■ Requirement ■
Below are some records. Return exactly the lines from the one containing "PR #532, opened 2025-07-04" through the one containing "The goal is fast", both included, and only those.

·····

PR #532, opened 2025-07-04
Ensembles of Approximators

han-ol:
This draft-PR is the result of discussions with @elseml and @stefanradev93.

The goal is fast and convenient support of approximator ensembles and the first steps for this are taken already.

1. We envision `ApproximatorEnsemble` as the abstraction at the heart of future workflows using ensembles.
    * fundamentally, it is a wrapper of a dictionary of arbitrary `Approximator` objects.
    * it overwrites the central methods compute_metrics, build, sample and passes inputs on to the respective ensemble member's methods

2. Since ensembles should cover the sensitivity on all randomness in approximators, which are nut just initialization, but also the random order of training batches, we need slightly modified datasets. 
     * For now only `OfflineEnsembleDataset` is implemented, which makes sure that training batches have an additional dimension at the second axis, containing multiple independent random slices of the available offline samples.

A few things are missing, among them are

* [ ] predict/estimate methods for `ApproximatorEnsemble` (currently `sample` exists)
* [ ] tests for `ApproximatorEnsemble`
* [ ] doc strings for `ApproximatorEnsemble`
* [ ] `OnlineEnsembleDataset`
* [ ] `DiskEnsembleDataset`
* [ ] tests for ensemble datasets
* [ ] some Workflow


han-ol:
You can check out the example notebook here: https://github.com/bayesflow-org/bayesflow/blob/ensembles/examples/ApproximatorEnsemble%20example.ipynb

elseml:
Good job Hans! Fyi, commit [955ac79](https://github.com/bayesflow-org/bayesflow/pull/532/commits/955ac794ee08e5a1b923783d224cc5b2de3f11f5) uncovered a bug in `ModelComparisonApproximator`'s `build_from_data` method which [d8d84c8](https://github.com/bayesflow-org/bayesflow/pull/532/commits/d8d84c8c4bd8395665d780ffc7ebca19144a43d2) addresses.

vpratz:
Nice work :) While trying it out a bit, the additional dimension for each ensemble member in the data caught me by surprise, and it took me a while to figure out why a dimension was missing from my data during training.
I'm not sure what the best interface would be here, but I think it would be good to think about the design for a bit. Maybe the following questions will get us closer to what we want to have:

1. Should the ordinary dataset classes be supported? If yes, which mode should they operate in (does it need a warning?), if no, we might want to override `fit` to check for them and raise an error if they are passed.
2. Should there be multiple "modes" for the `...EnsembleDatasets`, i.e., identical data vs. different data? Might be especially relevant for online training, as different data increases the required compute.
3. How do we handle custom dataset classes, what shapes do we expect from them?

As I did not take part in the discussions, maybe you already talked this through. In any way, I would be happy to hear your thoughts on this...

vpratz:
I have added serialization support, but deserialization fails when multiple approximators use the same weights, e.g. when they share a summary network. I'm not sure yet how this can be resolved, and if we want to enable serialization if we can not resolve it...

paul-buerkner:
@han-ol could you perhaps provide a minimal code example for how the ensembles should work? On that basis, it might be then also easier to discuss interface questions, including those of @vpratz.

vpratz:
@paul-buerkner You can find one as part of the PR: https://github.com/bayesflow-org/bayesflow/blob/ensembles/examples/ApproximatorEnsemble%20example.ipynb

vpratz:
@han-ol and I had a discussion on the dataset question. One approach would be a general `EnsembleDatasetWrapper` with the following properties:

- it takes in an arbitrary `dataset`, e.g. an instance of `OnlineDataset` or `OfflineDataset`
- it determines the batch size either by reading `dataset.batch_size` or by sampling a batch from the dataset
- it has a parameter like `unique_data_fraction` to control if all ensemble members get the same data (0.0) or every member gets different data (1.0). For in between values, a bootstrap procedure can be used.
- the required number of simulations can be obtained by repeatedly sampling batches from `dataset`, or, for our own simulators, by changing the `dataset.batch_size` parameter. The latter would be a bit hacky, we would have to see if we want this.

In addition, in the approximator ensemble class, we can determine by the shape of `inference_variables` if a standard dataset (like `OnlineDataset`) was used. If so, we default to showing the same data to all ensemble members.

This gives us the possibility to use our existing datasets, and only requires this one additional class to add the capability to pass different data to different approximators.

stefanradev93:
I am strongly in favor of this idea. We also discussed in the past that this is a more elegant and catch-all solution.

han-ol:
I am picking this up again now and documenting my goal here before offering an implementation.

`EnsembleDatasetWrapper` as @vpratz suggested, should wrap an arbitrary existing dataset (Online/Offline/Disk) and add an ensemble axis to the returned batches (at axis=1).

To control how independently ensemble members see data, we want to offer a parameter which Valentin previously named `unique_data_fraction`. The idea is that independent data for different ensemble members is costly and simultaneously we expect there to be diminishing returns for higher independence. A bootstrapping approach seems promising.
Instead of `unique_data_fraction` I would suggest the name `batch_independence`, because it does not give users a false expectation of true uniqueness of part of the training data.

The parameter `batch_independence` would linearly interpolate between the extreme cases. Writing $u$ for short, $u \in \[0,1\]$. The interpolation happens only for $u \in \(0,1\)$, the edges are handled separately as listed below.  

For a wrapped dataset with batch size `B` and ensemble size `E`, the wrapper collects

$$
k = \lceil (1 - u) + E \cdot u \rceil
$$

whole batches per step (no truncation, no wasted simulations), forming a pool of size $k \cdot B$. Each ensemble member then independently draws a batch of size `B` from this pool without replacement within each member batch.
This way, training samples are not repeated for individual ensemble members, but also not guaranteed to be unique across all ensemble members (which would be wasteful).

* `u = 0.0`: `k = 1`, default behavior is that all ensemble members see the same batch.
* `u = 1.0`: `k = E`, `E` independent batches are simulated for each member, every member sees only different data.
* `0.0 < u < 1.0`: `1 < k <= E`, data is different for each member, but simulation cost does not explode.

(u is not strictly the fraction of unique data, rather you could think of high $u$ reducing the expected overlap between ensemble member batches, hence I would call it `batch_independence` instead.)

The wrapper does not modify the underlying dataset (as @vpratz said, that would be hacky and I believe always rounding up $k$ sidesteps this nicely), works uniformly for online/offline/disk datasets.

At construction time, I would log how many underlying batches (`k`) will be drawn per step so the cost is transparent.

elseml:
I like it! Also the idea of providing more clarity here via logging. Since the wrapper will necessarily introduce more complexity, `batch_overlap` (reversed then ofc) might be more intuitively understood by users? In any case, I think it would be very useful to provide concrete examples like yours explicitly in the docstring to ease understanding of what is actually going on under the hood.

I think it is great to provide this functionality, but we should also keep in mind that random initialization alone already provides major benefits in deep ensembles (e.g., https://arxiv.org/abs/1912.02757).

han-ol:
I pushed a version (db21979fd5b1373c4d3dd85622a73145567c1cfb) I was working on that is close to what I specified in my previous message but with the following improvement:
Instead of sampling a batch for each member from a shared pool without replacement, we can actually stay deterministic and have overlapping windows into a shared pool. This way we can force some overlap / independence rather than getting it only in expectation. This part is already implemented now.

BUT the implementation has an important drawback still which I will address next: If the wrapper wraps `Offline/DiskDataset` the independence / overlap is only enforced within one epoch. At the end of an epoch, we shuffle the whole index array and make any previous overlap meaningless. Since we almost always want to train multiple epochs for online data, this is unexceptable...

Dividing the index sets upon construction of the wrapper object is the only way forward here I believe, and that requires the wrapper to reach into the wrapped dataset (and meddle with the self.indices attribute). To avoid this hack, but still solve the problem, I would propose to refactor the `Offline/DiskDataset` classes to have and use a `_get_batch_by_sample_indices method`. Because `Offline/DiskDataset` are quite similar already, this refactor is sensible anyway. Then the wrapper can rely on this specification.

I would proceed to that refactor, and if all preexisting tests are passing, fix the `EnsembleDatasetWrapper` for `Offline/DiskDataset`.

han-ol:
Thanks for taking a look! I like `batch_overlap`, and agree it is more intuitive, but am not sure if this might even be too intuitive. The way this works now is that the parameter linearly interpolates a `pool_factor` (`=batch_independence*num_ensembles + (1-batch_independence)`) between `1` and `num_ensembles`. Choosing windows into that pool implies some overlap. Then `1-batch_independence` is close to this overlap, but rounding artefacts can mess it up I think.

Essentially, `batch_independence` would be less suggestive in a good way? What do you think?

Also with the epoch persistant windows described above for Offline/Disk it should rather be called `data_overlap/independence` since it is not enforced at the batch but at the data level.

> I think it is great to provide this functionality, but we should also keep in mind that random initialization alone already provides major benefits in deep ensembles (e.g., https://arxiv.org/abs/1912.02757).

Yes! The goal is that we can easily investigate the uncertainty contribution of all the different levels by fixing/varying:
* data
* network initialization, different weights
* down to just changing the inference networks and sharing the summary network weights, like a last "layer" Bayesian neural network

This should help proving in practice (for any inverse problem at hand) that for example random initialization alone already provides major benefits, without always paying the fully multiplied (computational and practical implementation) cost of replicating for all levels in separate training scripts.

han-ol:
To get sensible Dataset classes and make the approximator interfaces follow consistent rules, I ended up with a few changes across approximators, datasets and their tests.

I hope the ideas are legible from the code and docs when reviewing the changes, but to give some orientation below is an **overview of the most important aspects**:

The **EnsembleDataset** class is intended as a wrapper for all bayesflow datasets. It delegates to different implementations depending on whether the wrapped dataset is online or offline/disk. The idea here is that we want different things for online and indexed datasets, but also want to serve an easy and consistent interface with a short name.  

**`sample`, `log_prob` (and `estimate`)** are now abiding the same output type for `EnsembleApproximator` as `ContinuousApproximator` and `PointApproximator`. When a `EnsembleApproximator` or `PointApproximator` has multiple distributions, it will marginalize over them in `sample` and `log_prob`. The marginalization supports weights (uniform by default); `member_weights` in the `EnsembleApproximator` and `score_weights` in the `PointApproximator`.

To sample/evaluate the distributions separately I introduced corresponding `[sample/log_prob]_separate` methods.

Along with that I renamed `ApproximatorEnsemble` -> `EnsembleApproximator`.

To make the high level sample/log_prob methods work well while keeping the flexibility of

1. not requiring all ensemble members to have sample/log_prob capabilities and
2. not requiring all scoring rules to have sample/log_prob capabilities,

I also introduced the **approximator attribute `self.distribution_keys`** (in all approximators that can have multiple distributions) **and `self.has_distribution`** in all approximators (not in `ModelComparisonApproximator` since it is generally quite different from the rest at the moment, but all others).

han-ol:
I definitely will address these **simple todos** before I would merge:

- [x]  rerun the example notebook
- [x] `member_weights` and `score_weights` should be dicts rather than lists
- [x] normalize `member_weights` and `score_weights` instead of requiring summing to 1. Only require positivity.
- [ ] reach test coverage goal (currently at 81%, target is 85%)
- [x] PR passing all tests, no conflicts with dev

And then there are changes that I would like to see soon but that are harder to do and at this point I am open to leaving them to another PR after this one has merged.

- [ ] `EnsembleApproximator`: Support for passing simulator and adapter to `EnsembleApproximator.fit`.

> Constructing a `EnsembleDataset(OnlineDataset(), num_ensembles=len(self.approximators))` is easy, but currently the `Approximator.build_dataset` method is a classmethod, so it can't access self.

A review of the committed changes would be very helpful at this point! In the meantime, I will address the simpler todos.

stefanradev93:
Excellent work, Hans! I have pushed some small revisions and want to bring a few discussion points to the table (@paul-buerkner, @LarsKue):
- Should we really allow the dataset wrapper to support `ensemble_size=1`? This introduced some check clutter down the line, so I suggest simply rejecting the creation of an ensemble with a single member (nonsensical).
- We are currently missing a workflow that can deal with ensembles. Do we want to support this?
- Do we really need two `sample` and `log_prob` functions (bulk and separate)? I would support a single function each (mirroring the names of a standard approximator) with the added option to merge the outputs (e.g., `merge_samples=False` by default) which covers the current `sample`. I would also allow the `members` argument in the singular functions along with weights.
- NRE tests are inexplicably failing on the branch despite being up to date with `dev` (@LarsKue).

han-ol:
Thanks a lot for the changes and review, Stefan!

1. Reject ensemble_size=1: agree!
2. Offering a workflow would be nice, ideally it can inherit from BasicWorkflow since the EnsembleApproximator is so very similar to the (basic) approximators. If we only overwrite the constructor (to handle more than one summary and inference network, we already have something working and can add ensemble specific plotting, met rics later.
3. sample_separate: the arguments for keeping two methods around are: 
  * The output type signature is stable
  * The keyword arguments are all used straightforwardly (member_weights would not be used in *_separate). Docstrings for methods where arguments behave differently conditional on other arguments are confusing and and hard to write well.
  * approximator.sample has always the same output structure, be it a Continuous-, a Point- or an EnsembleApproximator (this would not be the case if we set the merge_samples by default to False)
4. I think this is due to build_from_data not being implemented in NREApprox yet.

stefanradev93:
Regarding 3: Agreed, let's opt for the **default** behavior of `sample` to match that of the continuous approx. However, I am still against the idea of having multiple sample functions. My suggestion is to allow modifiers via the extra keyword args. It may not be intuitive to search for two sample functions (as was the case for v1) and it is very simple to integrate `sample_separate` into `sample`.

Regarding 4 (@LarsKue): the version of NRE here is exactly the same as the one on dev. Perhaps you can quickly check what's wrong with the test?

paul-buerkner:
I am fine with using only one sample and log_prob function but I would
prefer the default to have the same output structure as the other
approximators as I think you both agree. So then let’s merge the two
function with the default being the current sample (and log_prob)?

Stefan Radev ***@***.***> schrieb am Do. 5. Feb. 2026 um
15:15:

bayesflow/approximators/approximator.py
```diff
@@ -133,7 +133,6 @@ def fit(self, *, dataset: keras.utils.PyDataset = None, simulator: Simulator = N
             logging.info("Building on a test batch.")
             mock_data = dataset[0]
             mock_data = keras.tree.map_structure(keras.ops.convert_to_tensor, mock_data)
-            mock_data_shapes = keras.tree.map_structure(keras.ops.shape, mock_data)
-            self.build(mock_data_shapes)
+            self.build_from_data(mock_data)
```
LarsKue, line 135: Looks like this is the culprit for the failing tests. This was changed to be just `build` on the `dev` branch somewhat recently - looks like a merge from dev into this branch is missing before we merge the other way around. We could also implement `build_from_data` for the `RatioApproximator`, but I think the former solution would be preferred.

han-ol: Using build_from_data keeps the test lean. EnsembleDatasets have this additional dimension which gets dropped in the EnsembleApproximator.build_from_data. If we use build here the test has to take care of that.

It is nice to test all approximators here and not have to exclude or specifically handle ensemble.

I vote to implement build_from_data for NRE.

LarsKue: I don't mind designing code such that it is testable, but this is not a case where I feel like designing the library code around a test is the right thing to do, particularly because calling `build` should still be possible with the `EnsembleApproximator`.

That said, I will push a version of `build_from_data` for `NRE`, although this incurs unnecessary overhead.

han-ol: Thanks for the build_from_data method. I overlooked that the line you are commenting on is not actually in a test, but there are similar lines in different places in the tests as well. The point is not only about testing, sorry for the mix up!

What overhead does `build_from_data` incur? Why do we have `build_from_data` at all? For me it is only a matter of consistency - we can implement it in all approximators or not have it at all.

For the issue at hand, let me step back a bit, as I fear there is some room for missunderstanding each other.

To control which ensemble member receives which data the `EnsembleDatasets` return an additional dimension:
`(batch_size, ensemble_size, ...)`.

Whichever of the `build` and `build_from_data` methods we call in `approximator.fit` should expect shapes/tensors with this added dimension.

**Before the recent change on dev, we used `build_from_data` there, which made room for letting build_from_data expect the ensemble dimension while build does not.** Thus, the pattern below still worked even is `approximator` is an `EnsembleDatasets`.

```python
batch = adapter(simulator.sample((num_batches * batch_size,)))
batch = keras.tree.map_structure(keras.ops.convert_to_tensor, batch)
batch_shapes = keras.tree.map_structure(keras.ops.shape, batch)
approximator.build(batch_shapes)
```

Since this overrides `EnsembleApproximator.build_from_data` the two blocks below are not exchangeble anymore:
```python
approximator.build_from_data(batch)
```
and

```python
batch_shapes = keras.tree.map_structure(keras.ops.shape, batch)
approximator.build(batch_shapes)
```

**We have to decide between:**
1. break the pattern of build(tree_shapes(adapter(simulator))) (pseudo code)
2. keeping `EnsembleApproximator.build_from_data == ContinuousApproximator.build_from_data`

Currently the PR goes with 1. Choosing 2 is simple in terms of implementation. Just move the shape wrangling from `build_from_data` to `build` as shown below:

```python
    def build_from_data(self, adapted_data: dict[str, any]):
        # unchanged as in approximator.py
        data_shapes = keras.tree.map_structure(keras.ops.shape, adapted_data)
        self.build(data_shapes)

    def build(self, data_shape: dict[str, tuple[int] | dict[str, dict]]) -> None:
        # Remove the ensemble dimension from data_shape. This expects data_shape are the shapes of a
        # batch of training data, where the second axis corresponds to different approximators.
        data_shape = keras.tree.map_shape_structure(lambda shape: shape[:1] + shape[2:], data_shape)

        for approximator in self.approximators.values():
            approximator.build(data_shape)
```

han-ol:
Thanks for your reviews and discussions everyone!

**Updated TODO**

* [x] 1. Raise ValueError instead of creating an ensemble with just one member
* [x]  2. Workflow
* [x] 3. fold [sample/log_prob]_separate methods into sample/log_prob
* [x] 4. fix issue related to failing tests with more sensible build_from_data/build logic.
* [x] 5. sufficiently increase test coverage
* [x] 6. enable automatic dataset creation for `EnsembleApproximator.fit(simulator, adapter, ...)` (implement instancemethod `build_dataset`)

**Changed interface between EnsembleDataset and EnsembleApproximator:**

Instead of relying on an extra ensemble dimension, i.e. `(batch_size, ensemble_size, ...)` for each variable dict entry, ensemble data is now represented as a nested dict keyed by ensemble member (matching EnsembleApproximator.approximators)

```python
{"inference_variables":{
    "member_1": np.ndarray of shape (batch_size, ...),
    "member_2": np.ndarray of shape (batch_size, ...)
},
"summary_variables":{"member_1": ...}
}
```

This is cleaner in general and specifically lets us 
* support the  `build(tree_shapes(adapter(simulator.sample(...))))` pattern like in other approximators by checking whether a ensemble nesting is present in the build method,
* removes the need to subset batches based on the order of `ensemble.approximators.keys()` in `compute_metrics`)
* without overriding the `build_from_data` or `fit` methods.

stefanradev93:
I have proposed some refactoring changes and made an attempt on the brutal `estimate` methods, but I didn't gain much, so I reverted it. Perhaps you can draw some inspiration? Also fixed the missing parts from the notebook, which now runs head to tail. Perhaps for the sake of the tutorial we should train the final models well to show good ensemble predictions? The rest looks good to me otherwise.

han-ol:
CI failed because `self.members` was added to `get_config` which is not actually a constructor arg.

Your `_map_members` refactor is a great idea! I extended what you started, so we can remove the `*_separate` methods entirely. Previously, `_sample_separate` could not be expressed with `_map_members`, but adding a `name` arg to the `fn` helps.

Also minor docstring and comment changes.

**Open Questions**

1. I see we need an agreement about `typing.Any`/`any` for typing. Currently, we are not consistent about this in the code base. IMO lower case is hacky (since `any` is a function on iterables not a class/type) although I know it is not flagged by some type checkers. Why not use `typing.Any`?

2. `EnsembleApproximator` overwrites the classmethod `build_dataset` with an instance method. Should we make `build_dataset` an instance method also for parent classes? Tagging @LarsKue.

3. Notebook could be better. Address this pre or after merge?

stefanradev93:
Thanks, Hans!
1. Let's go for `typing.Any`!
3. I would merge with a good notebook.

·····

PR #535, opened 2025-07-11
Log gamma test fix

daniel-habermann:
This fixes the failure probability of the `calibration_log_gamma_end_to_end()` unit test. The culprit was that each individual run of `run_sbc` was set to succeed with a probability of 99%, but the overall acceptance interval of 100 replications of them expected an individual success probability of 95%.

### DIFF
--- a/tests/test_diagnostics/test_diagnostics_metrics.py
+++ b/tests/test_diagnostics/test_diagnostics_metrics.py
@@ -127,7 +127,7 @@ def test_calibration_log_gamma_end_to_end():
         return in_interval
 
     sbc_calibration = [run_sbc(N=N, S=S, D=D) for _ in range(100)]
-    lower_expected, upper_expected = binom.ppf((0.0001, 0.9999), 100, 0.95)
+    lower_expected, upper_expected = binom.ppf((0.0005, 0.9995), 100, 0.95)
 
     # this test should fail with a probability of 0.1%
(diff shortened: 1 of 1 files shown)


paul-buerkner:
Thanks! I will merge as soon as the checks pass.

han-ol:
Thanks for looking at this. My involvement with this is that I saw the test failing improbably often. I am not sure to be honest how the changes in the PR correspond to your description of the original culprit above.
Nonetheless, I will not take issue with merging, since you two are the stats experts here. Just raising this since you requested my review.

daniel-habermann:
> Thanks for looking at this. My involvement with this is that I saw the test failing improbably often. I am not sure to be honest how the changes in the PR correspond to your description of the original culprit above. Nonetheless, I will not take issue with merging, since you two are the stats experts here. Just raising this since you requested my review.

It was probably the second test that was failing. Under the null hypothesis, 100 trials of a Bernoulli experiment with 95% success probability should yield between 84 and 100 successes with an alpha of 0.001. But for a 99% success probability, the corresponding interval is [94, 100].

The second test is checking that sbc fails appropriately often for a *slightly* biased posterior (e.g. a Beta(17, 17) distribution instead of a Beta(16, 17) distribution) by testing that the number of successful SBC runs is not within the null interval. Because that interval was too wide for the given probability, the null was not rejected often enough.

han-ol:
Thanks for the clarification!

·····

■ Solved exercise ■
PR #532, opened 2025-07-04
Ensembles of Approximators

han-ol:
This draft-PR is the result of discussions with @elseml and @stefanradev93.

The goal is fast and convenient support of approximator ensembles and the first steps for this are taken already.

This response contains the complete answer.